Le yen, une valeur refuge sur le marché des changes



Mardi 8 Mai 2012


La crise des déficits publics en Europe a des répercussions immédiates sur le court des monnaies. À cet égard, l’euro se trouve bien sûr en première ligne et l’actualité grecque de l’année 2011 a rappelé à tous l’équilibre fragile qu’il existe entre les finances publiques et le court des monnaies. Dans la sphère financière, des valeurs refuges sont parfois évoquées comme pour exorciser le risque d’une crise monétaire. Le Yen japonais est considéré comme tel et la monnaie de l’un des pays développés les plus endettés du monde semble ainsi faire un pied de nez à la monnaie européenne.



Il pourrait sembler surprenant que le yen soit désigné comme une valeur refuge sur le marché des changes. Le Japon, qui l’émet, a en effet rétrogradé parmi les rangs des puissances mondiales, cédant sa place de second à la Chine. Sa population est vieillissante et l’instabilité politique pèse sur la vie de ses institutions. Enfin et surtout, la dette du Japon avoisine les 220% du PIB au début de l’année 2012. De 2006 à 2011  pourtant, le yen s’est apprécié de quelque 59% par rapport au dollar et 48% par rapport à l’euro. La cherté du yen semble ainsi défier la logique.
Pourtant, le yen est indéniablement une valeur refuge. Il s’agit d’une valeur monétaire extrêmement liquide sur les marchés internationaux. Le yen japonais est en effet la troisième monnaie la plus échangée sur le marché des changes après le dollar américain et l’euro. Les échanges entre yen et dollar américain constituent d’ailleurs 20% des volumes de monnaie échangés. La monnaie japonaise jouit donc d’une vigueur remarquable.
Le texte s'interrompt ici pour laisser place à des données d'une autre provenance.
PR #48, opened 2022-05-20
[PP][SUPP-308] how to messages in forms

pawelpanasewicz:


app/controllers/UpfrontPaymentController.scala
```diff
@@ -112,18 +121,37 @@ class UpfrontPaymentController @Inject() (
...
+  object CanMakeUpfrontPayment extends Enum[CanMakeUpfrontPayment] {
+    case object Yes extends CanMakeUpfrontPayment
+    case object No extends CanMakeUpfrontPayment
+    override def values: immutable.IndexedSeq[CanMakeUpfrontPayment] = findValues
+  }
+
+  def form(implicit language: Language): Form[CanMakeUpfrontPayment] = {
+
+    val canMakeUpfrontPaymentMapping: Mapping[CanMakeUpfrontPayment] = Forms.of(EnumFormatter.format(
+      enum                    = CanMakeUpfrontPayment,
```
pawelpanasewicz, line 139: This mapping accepts messages.

app/messages/Messages.scala
```diff
@@ -245,9 +245,9 @@ object Messages {
       english = "No"
     )
 
-    def getError(key: String): Message = key match {
-      case "error.required" => Message(english = "Select yes if you can make an upfront payment")
-    }
+    val `Select yes if you can make an upfront payment`: Message = Message(
```
pawelpanasewicz, line 248: We don't need to rely on a `String` key to get access to typesafe message

app/views/CanYouMakeAnUpfrontPayment.scala.html
```diff
@@ -52,7 +53,7 @@
                 ErrorSummary(errorList = form.errors.map(e =>
                     ErrorLink(
                         href = Some(s"#${e.key}"),
-                        content = Text(Messages.UpfrontPayment.getError(e.message).show)
+                        content = Text(e.message)
```
pawelpanasewicz, line 56: Here `e.message` contains localised message which was defined in form mapping.

app/views/CanYouMakeAnUpfrontPayment.scala.html
```diff
@@ -85,7 +86,7 @@
                     )
                 ),
                 classes = "govuk-radios--inline",
-                errorMessage = form.error(key).map(e => ErrorMessage(content = Text(Messages.UpfrontPayment.getError(e.message).show)))
+                errorMessage = form.error(key).map(e => ErrorMessage(content = Text(e.message)))
```
pawelpanasewicz, line 89: Again, here a `e.message` contains localised message which was defined in form mapping.

app/controllers/UpfrontPaymentController.scala
```diff
@@ -112,18 +121,37 @@ class UpfrontPaymentController @Inject() (
 
 object UpfrontPaymentController {
 
-  def canYouMakeAnUpfrontPaymentQuestionForm: Form[String] = Form(
-    mapping(
-      "CanYouMakeAnUpFrontPayment" -> nonEmptyText
-    )(identity)(Some(_))
-  )
+  sealed trait CanMakeUpfrontPayment extends enumeratum.EnumEntry {
```
pawelpanasewicz, line 124: Some basic model which will be used in form.

app/views/CanYouMakeAnUpfrontPayment.scala.html
```diff
@@ -75,17 +76,17 @@
                 items = Seq(
                     RadioItem(
                         content = Text(Messages.UpfrontPayment.`Yes`.show),
-                        value = Some("Yes"),
-                        checked = form.data.values.toList.contains("Yes")
+                        value = Some(CanMakeUpfrontPayment.Yes.entryName),
```
pawelpanasewicz, line 79: Instead of strings we can rely on the actual objects

app/controllers/UpfrontPaymentController.scala
AndyHWChung: the name here can get confusing with the root `CanPayUpfront`model - maybe we could adopt some convention like `CanPayUpfrontFormValue` as a name for this sealed trait here and beyond?

pawelpanasewicz: Yes, that makes sense.

pawelpanasewicz: Done

app/controllers/UpfrontPaymentController.scala
```diff
@@ -112,18 +121,37 @@ class UpfrontPaymentController @Inject() (
 
 object UpfrontPaymentController {
 
-  def canYouMakeAnUpfrontPaymentQuestionForm: Form[String] = Form(
-    mapping(
-      "CanYouMakeAnUpFrontPayment" -> nonEmptyText
-    )(identity)(Some(_))
-  )
+  sealed trait CanUpfrontPaymentFormValue extends enumeratum.EnumEntry {
```
AndyHWChung, line 124:
```suggestion
  sealed trait CanPayUpfrontFormValue extends enumeratum.EnumEntry {
```
that goes a bit better with the `CanPayUpfront` root model

app/controllers/UpfrontPaymentController.scala
AndyHWChung: :+1: thanks

PR #50, opened 2022-05-26
Jake/supp 309

barnesjake:


pawelpanasewicz (approved):

app/controllers/UpfrontPaymentController.scala
```diff
@@ -77,46 +81,77 @@ class UpfrontPaymentController @Inject() (
...
-            .map(_ => Redirect(pageToRedirectTo))
+            .map(_ => Redirect(pageToRedirectTo.url))
         }
       )
   }
 
-  val upfrontPaymentAmount: Action[AnyContent] = as.authenticatedJourneyAction.async { implicit request =>
-    val mockJourney = MockJourney(userAnswers = UserAnswers.empty.copy(hasUpfrontPayment = Some(true)))
-    Future.successful(Ok(views.upfrontPaymentAmountPage(upfrontPaymentAmountForm(mockJourney), mockJourney.qualifyingDebt, AmountInPence(100L))))
+  val upfrontPaymentAmount: Action[AnyContent] = as.eligibleJourneyAction { implicit request =>
```
AndyHWChung, line 89: do we want an action for this endpoint which ensures that the user said they were able to make an upfront payment? Or was the idea to have the actions check as far as the eligibility only?

app/controllers/UpfrontPaymentController.scala
```diff
@@ -77,46 +81,77 @@ class UpfrontPaymentController @Inject() (
...
+    }
+  }
+
+  private val minimumUpfrontPaymentAmount: AmountInPence = appConfig.JourneyVariables.minimumUpfrontPaymentAmountInPence
+
+  private def displayUpfrontPageAmountPage(journey: Journey)(implicit request: Request[_]): Result = {
+    val backUrl: Option[String] = Some(routes.UpfrontPaymentController.canYouMakeAnUpfrontPayment().url)
+    val debtTotalAmount: DebtTotalAmount = UpfrontPaymentController.determineMaxDebt(journey) match {
+      case Some(value) => value
+      case None        => Errors.throwBadRequestException("I am an error, this should never happen")
```
AndyHWChung, line 103: `displayUpfrontPageAmountPage` is called at a point where a `Journey.AfterAnsweredCanPayUpfront` is available. If you make `UpfrontPaymentController.determineMaxDebt` take in that type instead does that get rid of one of the ways an error can occur?

In the error message is actually seen a more useful message would be better - something like `"Could not determine max debt"`?

app/controllers/UpfrontPaymentController.scala
```diff
@@ -77,46 +81,77 @@ class UpfrontPaymentController @Inject() (
...
-
-  def upfrontPaymentAmountForm(journey: MockJourney): Form[BigDecimal] = Form(
-    mapping(
-      "UpfrontPaymentAmount" -> Forms.of(amountOfMoneyFormatter(AmountInPence(100L).inPounds > _, journey.qualifyingDebt.inPounds < _))
-    )(identity)(Some(_))
-  )
+  def determineMaxDebt(journey: Journey): Option[DebtTotalAmount] = journey match {
+    case _: Journey.BeforeEligibilityChecked => None
+    case j: Journey.AfterEligibilityChecked =>
+      Some(j.eligibilityCheckResult.chargeTypeAssessment.map(_.debtTotalAmount)
```
AndyHWChung, line 154: this would make more sense as just
 ```scala
j.eligibilityCheckResult.chargeTypeAssessment.map(_.debtTotalAmount).headOption
```
The `Option` in the return type signifies the error case will be returned as a `None` rather than an exception being thrown. The place calling this is already handling the `None` case.

File: app/models/forms/UpfrontPaymentAmountForm.scala [hunk 4]
```diff
@@ -0,0 +1,45 @@
...
+import essttp.journey.model.Journey
+import essttp.journey.model.ttp.DebtTotalAmount
+import essttp.rootmodel.AmountInPence
+import essttp.utils.Errors
+import models.MoneyUtil.amountOfMoneyFormatter
+import play.api.data.Forms.mapping
+import play.api.data.{Form, Forms}
+
+object UpfrontPaymentAmountForm {
+  def form(journey: Journey, minimumPaymentAmount: AmountInPence): Form[BigDecimal] = {
```
AndyHWChung, line 28: it feels like a `DebtTotalAmount` should be passed into this form rather than an entire `Journey` - the calling site is already handling the case where this amount can't be found so it doesn't need to be replicated here.

app/controllers/UpfrontPaymentController.scala
barnesjake: I think eligibility only, could open this up to discussion though

app/controllers/UpfrontPaymentController.scala
barnesjake: just implemented this, resolving once I've pushed

app/controllers/UpfrontPaymentController.scala
barnesjake: just implemented this, resolving once I've pushed

app/models/forms/UpfrontPaymentAmountForm.scala
barnesjake: just implemented this, resolving once I've pushed

test/controllers/UpfrontPaymentControllerSpec.scala
```diff
@@ -55,75 +58,201 @@ class UpfrontPaymentControllerSpec extends ItSpec {
...
+
+    forAll(
+      Table(
+        ("Scenario flavour", "form input", "expected error message"),
+        ("x > maximum debt", "30001", "How much you can pay upfront must be £3,000.00 or less"),
+        ("x < 1", "0.99", "How much you can pay upfront must be £1.00 or more"),
+        ("x < 0", "-1", "How much you can pay upfront must be £1.00 or more"),
+        ("x = 0", "0", "How much you can pay upfront must be £1.00 or more"),
+        ("x = NaN", "one", "How much you can pay upfront must be an amount of money"),
+        ("x = null", "", "How much you can pay upfront must be an amount of money")
```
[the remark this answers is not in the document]
barnesjake: yup, just corrected, I've updated the messages file to reflect this too

AndyHWChung (approved):

PR #55, opened 2022-05-27
[JB][SUPP-311] add upfront payment summary page, plus a few nice id's…

barnesjake:
… for raju :)


app/messages/Messages.scala
```diff
@@ -346,20 +346,31 @@ object Messages {
       english = "Payment summary"
     )
 
+    val `Can you make an upfront payment?`: Message = Message(
```
AndyHWChung, line 349: the question and answer should always be the same as the title and answer on the actual page - on the summary page template then you should be able to just reuse what's in the `UpfrontPayment` object in this file

app/views/UpfrontPaymentSummary.scala.html
```diff
@@ -0,0 +1,112 @@
...
+    </h1>
+    @govukSummaryList(SummaryList(
+        rows = Seq(
+            SummaryListRow(
+                key = Key(
+                    content = HtmlContent(Html(Messages.UpfrontPaymentSummary.`Can you make an upfront payment?`.show)),
+                    classes = "govuk-!-width-one-half"
+                ),
+                value = Value(
+                    content = Text(Messages.UpfrontPaymentSummary.`Yes`.show)
```
AndyHWChung, line 62: the value here is dependent on what the user actually chose - is there a way to make the value here dependent on what's in session rather being hard-coded?

AndyHWChung: or do you reach this summary page if you said you can't make an upfront payment?

barnesjake: It's only reachable if they select yes for upfront payment so I thought it's easier to hard code as yes

app/messages/Messages.scala
barnesjake: Sorry I don't understand

barnesjake: Oh wait I think I do, sorry

AndyHWChung: the same holds for the `Yes` message as well - there's one above you can use already

barnesjake: updated

app/views/UpfrontPaymentSummary.scala.html
```diff
@@ -0,0 +1,112 @@
...
+)
+
+@import requestSupport._
+
+
+@title = @{
+    Messages.UpfrontPaymentSummary.`Payment summary`.show
+}
+
+@layout(pageTitle = Some(title), showSignOutLink = false, backUrl = backUrl) {
```
AndyHWChung, line 49: shouldn't we be showing the sign out link on every page in the journey once you're logged in?

barnesjake: Good spot, it wasn't actually used in the template so removing it

AndyHWChung (approved):

PR #72, opened 2022-07-05
[JB][SUPP-159] add enter direct debit details page

barnesjake:


app/controllers/IneligibleController.scala
```diff
@@ -62,4 +63,9 @@ class IneligibleController @Inject() (
   val alreadyHaveAPaymentPlanPage: Action[AnyContent] = as.authenticatedJourneyAction { implicit request =>
     Ok(views.partials.ineligibleTemplatePage(Messages.NotEligible.`You already have a payment plan with HMRC`, views.partials.existingPaymentPlanPartial()))
   }
+
+  val cannotSetupDirectDebitOnlinePage: Action[AnyContent] = as.eligibleJourneyAction { implicit request =>
```
AndyHWChung, line 67: not sure if this belongs in the `ineligibleController` - they're eligible according to the rules but they just can't set up a direct debit with the bank details given. Maybe this could go in the bank details controller?

barnesjake: good point, I'll move it

app/models/forms/BankDetailsForm.scala
```diff
@@ -0,0 +1,79 @@
...
+
+    val isSoleSignatoryFormMapping: Mapping[IsSoleSignatoryFormValue] = Forms.of(EnumFormatter.format(
+      enum                    = IsSoleSignatoryFormValue,
+      errorMessageIfMissing   = "error.required",
+      errorMessageIfEnumError = "error.required"
+    ))
+
+    Form(
+      mapping(
+        "name" -> nonEmptyText(maxLength = 100),
```
AndyHWChung, line 71: do we need to worry about special characters or accented characters? We probably should be able to restrict the character set here a bit for a name

barnesjake: Might be one to check

app/controllers/IneligibleController.scala
barnesjake: done

test/controllers/BankDetailsControllerSpec.scala
```diff
@@ -0,0 +1,249 @@
...
+      val errorSummary = doc.select(".govuk-error-summary__list")
+      val errorLink = errorSummary.select("a").asScala.toList
+      errorLink(0).text() shouldBe "Enter the name on the account"
+      errorLink(0).attr("href") shouldBe accountNameFieldId
+      errorLink(1).text() shouldBe "Enter sort code"
+      errorLink(1).attr("href") shouldBe sortCodeFieldId
+      errorLink(2).text() shouldBe "Enter account number"
+      errorLink(2).attr("href") shouldBe accountNumberFieldId
+      errorLink(3).text() shouldBe "Select yes if you are the account holder"
+      errorLink(3).attr("href") shouldBe accountHolderRadioId
```
AndyHWChung, line 185: there's a bit of repetition here you could probably condense down into a function like:
```scala
def testFormError(
  formInput: (String,String)*
)(
  expectedErrorTextWithHrefs: List[(String, String)]
)
```

barnesjake: I agree but felt it was a bit more readable that way, happy to change it though

AndyHWChung (approved):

La force du yen se vérifie de plusieurs façons. Tout d’abord, le yen est la monnaie d’un pays dont l’économie est stable et des plus développées. La puissance économique du Japon, notamment au regard de sa taille, ne cesse d’être reconnue malgré son dépassement par la Chine par exemple. Par ailleurs, le yen jouit d’un fort pouvoir d’achat sur les marchés internationaux, mais aussi sur le marché japonais où son évolution est restée stable notamment sous l’effet des épisodes de déflations répétés qu’a connus le Japon. Enfin, le taux de change du yen s’apprécie tendanciellement par rapport aux autres grandes devises internationales. Toutes ces raisons font du yen une valeur sûre du marché des changes, mais cela n’explique en rien d’où cette monnaie tire sa vigueur. Comment expliquer un si grand dynamisme de cette monnaie sur le marché des changes ? Malgré le vieillissement extrême de la pyramide des âges japonaise et une forte dette publique, les investisseurs continuent d’avoir confiance dans le Japon. On peut le comprendre en décomposant la structure de la dette de ce pays.

À la différence de la dette européenne, la dette publique japonaise est détenue à plus de 90% par des acteurs nationaux. L’épargne des ménages et l’investissement des entreprises nationales constituent de gigantesques mannes dans lesquelles le Japon puise pour se financer depuis les années 1980. Par ailleurs, les banques japonaises, autrefois très étroitement liées au gouvernement, sont également d’importants détenteurs de bon du Trésor.
Là où les pays de la zone euro subissent la pression et la volatilité des investisseurs étrangers qui détiennent plus de la moitié de leur dette publique, le Japon jouit de la sérénité que la stabilité de sa dette lui confère. Ce pays dispose des avantages du crédit sans souffrir de la dépendance que cela implique et sa monnaie demeure une valeur demandée ce qui contribue à en faire monter le prix sur les marchés internationaux.

À la différence des pays d’Europe, le Japon parvient à se financer en empruntant auprès d’acteurs domestiques et ce depuis la fin des années 1980. De par la composition de son portefeuille de dette, le Japon bénéficie donc d’une stabilité financière durable qui contribue à garantir la solidité de sa monnaie. Cette stabilité constitue un avantage comparatif majeur par rapport à l’euro et au dollar américains, les deux autres grandes devises internationales. Cela explique pourquoi le yen est perçu comme une valeur sûre et dont le prix grimpe tendanciellement sous l’effet d’une demande constante.